I reached the cemetery at just over four in the afternoon. It was amazing. I didn't feel a single ounce of fear, and the atmosphere was simply breathtaking. Maybe it was all in my head, but the cemetery somehow seemed far far away from any hustle-bustle; it did not seem like it was right next to the honking cars on Park Street. I took a quiet walk there, along the myriad criss-crossing paths in the cemetery. Britishers, who died in the 1900s, 1800s and even 1700s were buried there, in tombs unlike any others I had ever seen in my life. Huge cement structures under which entire families could shelter in the rain, sword-like tombs, pillars, and the smaller, poorer ones. Doctor of the insane hospital was interred with his wife; mothers, judges were among the ashes and the dust.

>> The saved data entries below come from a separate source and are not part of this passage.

PR #11093, opened 2015-05-29
Don't hide errors in files listed in vars_files

ghost:
Previously, files listed in 'vars_files' could have parse errors or even
not exist at all, and Ansible would not raise any error (until it found
that the expected variables were not defined).

Based on the placeholder comment, I opted to continue to ignore errors
by default, but explicitly raise them when called from the playbook
executor. The test suite passes even if the function raises the errors
in all cases, so maybe that's not necessary.

### DIFF
--- a/lib/ansible/executor/playbook_executor.py
+++ b/lib/ansible/executor/playbook_executor.py
@@ -80,7 +80,8 @@ class PlaybookExecutor:
 
                     # Create a temporary copy of the play here, so we can run post_validate
                     # on it without the templating changes affecting the original object.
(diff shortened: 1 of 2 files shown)


ghost:
Seems the tests are failing with 'ImportError: No module named selinux', but they fail in the same way on the head of the v2_final branch (12691ce109dcf1625c6c41357ce26f95da0862f0)

amenonsen:
@ssssam do you feel like rebasing this onto current devel? From a quick look at the code, it shouldn't be hard to make it apply.

jimi-c:
Closing this, as the v2_final branch is dead.

PR #11097, opened 2015-05-30
cloudstack: updates and v1 sync

resmo:


gregdek:
Sigh.  So I just merged the following PR into Extras: 

https://github.com/ansible/ansible-modules-extras/issues/560

...without realizing, until too late, that this PR is a dependency for the full functionality of that other PR.  And we haven't sorted out a clear policy for "Extras changes with dependencies in ansible/ansible" -- it's the first case I've personally come across.

So we have a few options, and I state them in order of my preference:
1. @resmo creates a new patch for the Extras modules, factoring out the bits that rely on these changes until we have more time to examine them.
2. @bcoca or @abadger or @jimi-c look at these changes and merge them (but not sure they're urgent enough right yet);
3. Revert the whole change for PR 560 in Extras. Eh, it's a big patch, and most of it is probably ok.

Help pls :)

resmo:
In this particular case, the "dependency" is not breaking anything, it is just a param `api_timeout` in the modules that does not change the `api_timeout` if you like to change it. But the modules still work as before with a defaulted api_timeout of 10 secs. 

That is why I did not separate this change. 

However in my opinion generally the policy should be that dependency commits should be sorted out in a separate PR.

bcoca:
I'm going to wait on merging this till v2 is in place, in which case the 3rd file change will actually be a problem, also v2 changes go to v2_final branch as v2/ dir in devel has not been updated

resmo:
No problem, I'll will rebase if needed. Waiting for v2 in place :)

resmo:
@bcoca rebased

PR #11111, opened 2015-06-01
new hash lookup plugin

domibarton:
Created a new lookup plugin to lookup a hash digest from a file. 

The plugin uses Python's [hashlib](https://docs.python.org/2/library/hashlib.html) to create the hash. By default md5() will be used, but it can be overwritten by adding the parameter" algorithm=..." to the filename / term.

The `try / except AttributeError` block around `getattr()` could be enhanced by checking `hashlib.algorithms`, but the `algorithms` attribute is only available in Python >= 2.7, and I wanted to keep backwards compatibility. Hope that's ok.

### DIFF
--- a/lib/ansible/runner/lookup_plugins/hash.py
+++ b/lib/ansible/runner/lookup_plugins/hash.py
@@ -1,0 +1,143 @@
+# (c) 2015, Dominique Barton <dbarton@confirm.ch>
+#
+# Ansible is free software: you can redistribute it and/or modify
+# it under the terms of the GNU General Public License as published by
+# the Free Software Foundation, either version 3 of the License, or
+# (at your option) any later version.
+#
+# Ansible is distributed in the hope that it will be useful,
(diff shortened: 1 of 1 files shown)


jrenggli:
+1

amenonsen:
Quick review: (a) this needs to live in `lib/ansible/plugins/lookup` for current devel, (b) does «lookup a hash digest from a file» mean calculate the digest of a file? (Not a facetious question, this was really not clear to me from just the description; I had to read the code to figure it out: yes, that's what it means), (c) no documentation changes at all, and (d) I really don't like the duplicated path handling. It seems like a better idea to me to add an optional parameter to the existing `file` lookup plugin that returns the hash of the file. That way you won't be adding yet another place for path handling bugs to creep in.

sivel:
@domibarton,

Hi!

amenonsen:
Closing per above comment.

PR #11086, opened 2015-05-29
Part fix for https://github.com/ansible/ansible-modules-core/issues/1404

jhawkesworth:
Checksum function now allways returns a string.
Also had to amend some integration tests as the checksum is no
longer being returned in an array.

PR #11115, opened 2015-06-01
Part fix for https://github.com/ansible/ansible-modules-core/issues/1404 (replaces #11086)

jhawkesworth:
Replacement for previous attempt at this https://github.com/ansible/ansible/pull/11086 which accidentally included some unwanted changes.

Get-FileChecksum always returns a string now and the test_win_copy integration tests that depend on the checksum
have been updated in this change too.

Also requires https://github.com/ansible/ansible-modules-core/pull/1438


jhawkesworth:
@cchurch as you can see I wound up creating a new PR without the unwanted submodules and test_uri change.

PR #11124, opened 2015-06-02
Use a decorator to perform just in time connection

sivel:
Copy of #11002 now against the devel branch

This PR adds a new ensure_connect decorator for connection plugins. It's function is to decorate a method requiring a connection to be open. The replaces the explicit call to _connect.

WHY: Calling _connect explicitly as it is, causes the connection plugin to connect to a remote host, sometimes needlessly such as when running an action plugin that does not need a connection, such as set_fact.

This change will ensure that a connection is not forcefully established when not needed, but still establish it just in time for the operation.

The following connection plugins have been updated due to them being ready for v2:
- ssh
- paramiko
- winrm

Additional plugins will need to have this decorator applied to exec_command, put_file and fetch_file.

I've tested a handful of scenarios and did not encounter any issues.

Addresses #10997

### DIFF
--- a/lib/ansible/executor/task_executor.py
+++ b/lib/ansible/executor/task_executor.py
@@ -210,7 +210,6 @@ class TaskExecutor:
         # get the connection and the handler for this execution
         self._connection = self._get_connection(variables)
         self._connection.set_host_overrides(host=self._host)
-        self._connection._connect()
 
         self._handler = self._get_action_handler(connection=self._connection, templar=templar)
 
--- a/lib/ansible/plugins/connections/__init__.py
+++ b/lib/ansible/plugins/connections/__init__.py
@@ -92,16 +92,19 @@ class ConnectionBase(with_metaclass(ABCMeta, object)):
         """Connect to the host we've been initialized with"""
         pass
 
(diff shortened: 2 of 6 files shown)


abadger:
Seems like a good direction.  We were wondering if setting the decorator on the base class might be good (or problematic).
- Could be good just for documentation
- If people call the base class's method (via super, for instance) at the top of their method then they wouldn't need to put the decorator on their own.
- Probably should put this on the local plugin as well -- I think that one was updated and it is probably one that people will cargo cult from frequently.
- We should also make sure that self._connected is used properly in these plugins (although that could be done separately).

sivel:
Totally missed this comment.  I'll look into putting in the base class soonish and the local plugin too.

sivel:
Ok, with the last commit, I have moved the decorator to the `ConnectionBase` methods, have switched to calling super from within the methods of the individual connection classes and implemented this for the local plugin too.

I haven't touched anything in regards to ensuring the plugins use `self._connected` properly, I think that should be addressed separately.

bcoca:
+1

abadger:
+1

PR #11127, opened 2015-06-02
created makedirs_safe function for use in cases of multiprocess

### LINKED ISSUE #11126: Race condition in fetch module
In ansible/lib/ansible/plugins/action/fetch.py at lines 128 and 129 there is a race condition.
128             if not os.path.isdir(os.path.dirname(dest)): 
129                 os.makedirs(os.path.dirname(dest)) 
If the destination directory does not exist, this code attempts to create it. However if multiple python threads are doing this simultaneously, it is possible for one thread to create the directory in the interval between the test on line 128 and the create on line 129. When that happens the losing thread throws:
  OSError: [Errno 17] File exists
Several solutions are discussed here: http://stackoverflow.com/questions/12468022/python-fileexists-error-when-making-directory

bcoca:
should fix #11126 and most race conditions

### DIFF
--- a/lib/ansible/utils/path.py
+++ b/lib/ansible/utils/path.py
@@ -20,6 +20,7 @@ __metaclass__ = type
 import os
 import stat
 from time import sleep
+from errno import EEXIST
 
 __all__ = ['is_executable', 'unfrackpath']
 
@@ -38,10 +39,9 @@ def unfrackpath(path):
 
 def makedirs_safe(path, mode=None):
     '''Safe way to create dirs in muliprocess/thread environments'''
-    while not os.path.exists(path):
+    if not os.path.exists(path):
         try:
             os.makedirs(path, mode)
         except OSError, e:
-            if e.errno != 17:
+            if e.errno != EEXIST:
                 raise
-            sleep(1)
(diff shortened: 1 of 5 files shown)


lib/ansible/utils/path.py
```diff
@@ -35,3 +36,12 @@ def unfrackpath(path):
     '''
     return os.path.normpath(os.path.realpath(os.path.expandvars(os.path.expanduser(path))))
 
+def makedirs_safe(path, mode=None):
+    '''Safe way to create dirs in muliprocess/thread environments'''
+    while not os.path.exists(path):
+        try:
+            os.makedirs(path, mode)
+        except OSError, e:
+            if e.errno != 17:
```
abadger: Maybe use errno.EEXIST instead of 17?

lib/ansible/utils/path.py
```diff
@@ -35,3 +37,11 @@ def unfrackpath(path):
     '''
     return os.path.normpath(os.path.realpath(os.path.expandvars(os.path.expanduser(path))))
 
+def makedirs_safe(path, mode=None):
+    '''Safe way to create dirs in muliprocess/thread environments'''
+    if not os.path.exists(path):
```
allardhoeve, line 42: This introduces a race condition. Why check for existence here? What does it add?

Issue #11130, opened 2015-06-02
ansible_ssh_host is overriden


sivel:
In `ansible.inventory.host` `ipv4_address` is set to the inventory_hostname.  https://github.com/ansible/ansible/blob/d1b43712870f5331a58abe115911725619264ca5/lib/ansible/inventory/host.py#L78

Later in `ansible.executor.task_executor._get_connection` `self._connection_info.remote_addr` is set to the `ipv4_address`.  https://github.com/ansible/ansible/blob/d1b43712870f5331a58abe115911725619264ca5/lib/ansible/executor/task_executor.py#L374

Before that re-assignment in `_get_connection`, `remote_addr` is correct, after that assignment, it is now the inventory_hostname.

I am not sure what the "correct" fix is, but removing the re-assignment in `_get_connection` seems to resolve the issue for me.

bcoca:
closing via #11131

PR #11131, opened 2015-06-02
Don't override ansible_ssh_host with inventory_hostname

sivel:
This PR addresses #11130 

It seems that this line was added before ConnectionInformation was fully functional, and does not appear to be needed any longer.


jimi-c:
Merged, thanks!

PR #281, opened 2020-11-25
Add support for FIPS compliant endpoints

smcavallo:
See - https://docs.aws.amazon.com/sdk-for-go/v1/developer-guide/configuring-sdk.html
This adds support for calling the FIPS compliant endpoints wherever possible.

This PR is an "all or nothing" approach which is largely convention based.  If run with `--fips` all regions will attempt to use the fips compliant endpoints, which may or may not exist for the associated region(s).

The typical pattern is configuration based wherever the region is set, allow a corresponding endpoint to be set.
It seemed too difficult to maintain this in config.file since the service calls behind the region are abstracted.


thomaspeitz:
Hey @smcavallo can you please add only fips endpoints in the PR and not do several things at once. It makes it a lot harder to merge (intending yaml, updating packages, updating go).

smcavallo:
@thomaspeitz - makes sense.  closing this one in favor of https://github.com/ivx/yet-another-cloudwatch-exporter/pull/284
thanks!

PR #284, opened 2020-12-07
use fips flag to enable fips endpoints

smcavallo:
See - https://docs.aws.amazon.com/sdk-for-go/v1/developer-guide/configuring-sdk.html
This adds support for calling the FIPS compliant endpoints wherever possible.

This PR is an "all or nothing" approach which is largely convention based. If run with --fips all regions will attempt to use the fips compliant endpoints, which may or may not exist for the associated region(s).

The typical pattern is configuration based wherever the region is set, allow a corresponding endpoint to be set.
It seemed too difficult to maintain this in config.file since the service calls behind the region are abstracted.


thomaspeitz:
Thank you for your new PR :) Appreciate your work and thoughts.

PR #293, opened 2020-12-19
Add support from GameLift

jp:
Add ability to fetch the cloudwatch metrics dynamically.


thomaspeitz:
Thanks for your contribution :)

PR #301, opened 2021-01-11
Auto-Discovery of Dimension Values for Static Jobs

smr-devlin:
## Use Case
My team uses the ELK stack, and we have our Logstash services set up to emit metrics to a custom namespace in cloudwatch.  We would like to use YACE to scrape those metrics.  However, the dimensions of most of the metrics correspond to Kinesis shard IDs.  All in all we have 100ish unique kinesis shards across various streams, with shard IDs liable to change if we reshard any streams.  As it stands we would have to specify all of these shard names in the configuration files of our YACE deployment, and update whenever the streams were resharded.  I think it would be great if YACE could auto-discover the dimension values for us, sparing us the need to create and maintain a huge, unwieldy config file.

I tried to make this PR as a generalizable way to auto-discover dimension values given a namespace and dimension names, and create jobs for those discovered values.  I think other people may be in a similar situation (small number of dimensions, large number of values).    It seems from issues like [190](https://github.com/ivx/yet-another-cloudwatch-exporter/issues/190) and [224](https://github.com/ivx/yet-another-cloudwatch-exporter/issues/224) that auto-discovery for custom namespaces is something people want.  While this doesn't solve the problem of full auto-discovery for custom namespaces, it makes using static jobs for custom namespaces more automated.

## Changes
This introduces the configurable value `populateNamlessDimensions` to static job configs.  If this value is set to `true`, and any `Dimensions` do not have a `Value` specified, those values will be extrapolated.  For each metric specified in the static job, a call will be made to the cloudwatch client's [ListMetrics](https://docs.aws.amazon.com/AmazonCloudWatch/latest/APIReference/API_ListMetrics.html) function filtering on the dimensions provided.  Then, for all unique combinations of dimension values returned, a new static job identical to the old in all ways except dimension values will be created for that combination of dimensions.  The new static jobs with dimension values specified will be scraped, and the original static job with unspecified values will not be scraped.
If `populateNamlessDimensions` is set to false no behavior will change.

## Testing
I tested this against my team's AWS account with my own cofig_test.yml file, and with the unit tests provided.  I added unit tests for new functionality.

### DIFF
--- a/abstract.go
+++ b/abstract.go
@@ -2,9 +2,12 @@ package main
 
 import (
 	"fmt"
+	"github.com/aws/aws-sdk-go/aws"
+	"github.com/aws/aws-sdk-go/service/cloudwatch"
 	"math"
 	"math/rand"
 	"regexp"
+	"sort"
 	"strings"
 	"sync"
 	"time"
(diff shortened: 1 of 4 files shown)


zhangela:
@thomaspeitz or @smcavallo (tagging y'all since you've written a lot of the recent commits) - any chance the team might be willing to review this PR? We are really hoping to export per-stream cloudwatch Kinesis metrics to unblock some alerting changes we want to make.

thomaspeitz:
Hey @zhangela - I will review this on Friday.

Would you be so kind and add a config example for your kinesis shards. So i am able to understand it better what you try to resolve. - (https://keybase.io/tsupertramp in cases of private data)

I think I got what you try to solve here but want to be sure. Will look into detail into it but I am unsure if we should add this as functionality or allow a more generic static discovery by providing a discovery url. - So you were able to put almost all your code into a second microservice which then yace just crawls to get the dimensions from. This would allow to keep the code here simpler but still allows you to reach the target. What are you thoughts about such a solution?

Back here on Friday.

Greetings, Thomas

smr-devlin:
@thomaspeitz I added a config example - `custom_static_config_test.yaml`, which I used to test locally.  It scrapes two metrics (`millisBehindLatest` and  `RecordsProcessed`) for each Kinesis shard in a 65 shard stream.  Output looks like the following:
`aws_logstash_s3_millis_behind_latest_average{dimension_Operation="ProcessTask",dimension_ShardId="shardId-000000000335",name="logstash_s3",region="us-east-1"} 0`
`aws_logstash_s3_records_processed_average{dimension_Operation="ProcessTask",dimension_ShardId="shardId-000000000335",name="logstash_s3",region="us-east-1"} 16.673743169398907`

With regards to your proposed solution with a microservice to scrape dimension values, I think that's a viable solution to our problem.  Setting up and running a secondary microservice would be a little messier for us and others with our use case, so I'm hopeful we can do everything in YACE, but if you decided that this code change adds too much complexity to YACE I'd be happy to refactor to that solution.  Thanks for your time and your help with this :)

smr-devlin:
@thomaspeitz any chance you or someone on the team will have time to review this next week?

thomaspeitz:
So I decided to not merge this here. Sorry to disappoint you. I see all your work and thoughts but it is too much complexity in a part which I do not want to maintain. And I want to keep it maintainable here.

Currently thinking how to proceed. The initial approach was to allow autodiscovery through tagging api. So what I would like to suggest is that in manual you can configure a "discoveryEndpoint" which returns json with the values to scrape. This would mean you need a second "microservice" to take care of all. In the long run this would solve issues for more people than you and allows fine granular discovery e.g. just half of the metrics instead of magically all.

I know it is not the best solution for you. I hope you can understand my points here.

If you open source your own endpoint of the autodiscovery, we of course link it in the docs as well :)

Greetings and thanks for your support, Thomas

smr-devlin:
Sounds good, thank you for your time!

I could feel Lata and Amit walking in the lane, in that most surreal of surroundings.

A for Orange

It's the last day in Kolkata. I could cry. Yes, I am calling it Kolkata and not Calcutta as I had obstinately been doing before. I feel the bong-bond now. A is O. It's not Gariahat, its Goriahat. Its not Sandesh, it's Shondesh.

I feel unable to write about my experiences in Bengal. I covered quite a bit: from Shantiniketan to the Sundarbans, very close to Bangladesh. And of course Cal, with the big yellow taxis plying the streets like manic buzzing bees.

Let me start with my first in the bong series, called Park Street Blues.